## Instructions for the task
All that is needed is each line of the entries holding the word "Thanks", copied as it stands.

## Data for the task

PR #482, opened 2022-03-16
feat: auto hide pagination when it is not necessary

LiKang6688:
Pagination auto-hides when it is not needed
totalVerticalCount <= 10

raname totalHeight to totalVerticalCount
width to totalHorizontalCount

Screenshot 2022-03-16 at 21 58 59


haxxmaxx:
Code looks fine, but I don't see the renaming you are mentioning?
Also there seem to be screenshots that hide the pagination even though they have more than 10 rows, should it be like that?

LiKang6688:
> Code looks fine, but I don't see the renaming you are mentioning? Also there seem to be screenshots that hide the pagination even though they have more than 10 rows, should it be like that?

yes, i thought to do the refactoring but found that it is not related to this PR anymore. So I gonna remove the renaming thing in the description.

test/rendering/__fixtures__/scenario_2.fix.js
```diff
@@ -0,0 +1,1231 @@
...
+          qType: 'sn-table',
+        },
+        qMeta: {
+          privileges: ['read', 'update', 'delete', 'exportdata'],
+        },
+        qSelectionInfo: {},
+        qHyperCube: {
+          qSize: {
+            qcx: 1,
+            qcy: 6,
```
LiKang6688, line 17: you are right, there are more than 10 rows. But only qSize is checked which is below 10 @haxxmaxx

LiKang6688:
> 



> Code looks fine, but I don't see the renaming you are mentioning? Also there seem to be screenshots that hide the pagination even though they have more than 10 rows, should it be like that?

renaming is done now

test/rendering/__fixtures__/scenario_2.fix.js
haxxmaxx: why is qcy < 10 here? I think it is misleading that the code implies that the pagination should be hidden there are less than 10 rows, but the screenshots show otherwise

LiKang6688: just for the purpose of testing. The problem is that the  `qHyperCube` does not match with `getHyperCubeData` as they are from different places. Gonna work on it.

LiKang6688: Done

src/table/components/TableWrapper.jsx
```diff
@@ -123,7 +123,7 @@ export default function TableWrapper(props) {
   };
 
   const tableContainerStyle = {
-    height: constraints.active || footerContainer ? '100%' : 'calc(100% - 52px)',
+    height: constraints.active || footerContainer || totalVerticalCount <= 10 ? '100%' : 'calc(100% - 52px)',
```
haxxmaxx, line 126: I would do something like `const noPaginationNeeded = totalVerticalCount <= 10` since you use it in three different places

haxxmaxx (approved):
LGTM, the name changes makes the the code easier to read, good stuff

src/table/components/TableWrapper.jsx
LiKang6688: Right. Thanks. Updated.

PR #485, opened 2022-03-22
chore: run yarn build to generate sn-table-ext

LiKang6688:
miss sn-table-ext in the packing
https://unpkg.com/browse/@nebula.js/sn-table@1.9.0/

add `module": "core/esm/index.js"` to fix Error: "export 'useId' (imported as 'React') was not found in 'react'" after upgrading" (https://github.com/mui/material-ui/issues/29860)


haxxmaxx:
we need this included in the package right? So we need to include the sense script somewhere where we build?

LiKang6688:
> we need this included in the package right? So we need to include the sense script somewhere where we build?

Yes, correct. I will do that. Thanks

haxxmaxx:
@Caele would be great if you can have a look so we get the bundling correct once and for all :)

package.json
```diff
@@ -22,19 +22,22 @@
...
     "api-specifications",
-    "core"
+    "core",
+    "sn-table-ext"
   ],
   "engines": {
     "node": ">=16"
   },
   "main": "dist/sn-table.js",
+  "module": "core/esm/index.js",
```
LiKang6688, line 32: To fix error: "export 'useId' (imported as 'React') was not found in 'react'" after upgrading" (https://github.com/mui/material-ui/issues/29860)

Caele (approved):
Looks correct, but it is the published output that matters.

PR #490, opened 2022-03-28
docs(readme): load the sn-table through the script tag from unpkg

LiKang6688:
<script src="https://unpkg.com/@nebula.js/sn-table"></script>


haxxmaxx (approved):
LGTM as long you've tested it

PR #503, opened 2022-04-20
chore: add a script to copy sn-table-ext into local extension folder

LiKang6688:


haxxmaxx:
why do we need this?

LiKang6688:
> why do we need this?

To manually verify that the sn-table-ext works correctly.

haxxmaxx (approved):

PR #508, opened 2022-04-29
feat: shift + arrow up/down to select multiple values

LiKang6688:


haxxmaxx:
I am doing some refactoring for the selection-utils for performance so this will have to wait a bit

src/table/components/TableBodyWrapper.jsx
```diff
@@ -98,6 +98,8 @@ function TableBodyWrapper({
                       selectionState,
                       cell,
                       selectionDispatch,
+                      tableRows: rows,
```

## Result of this task
LiKang6688: Right. Thanks. Updated.
Yes, correct. I will do that. Thanks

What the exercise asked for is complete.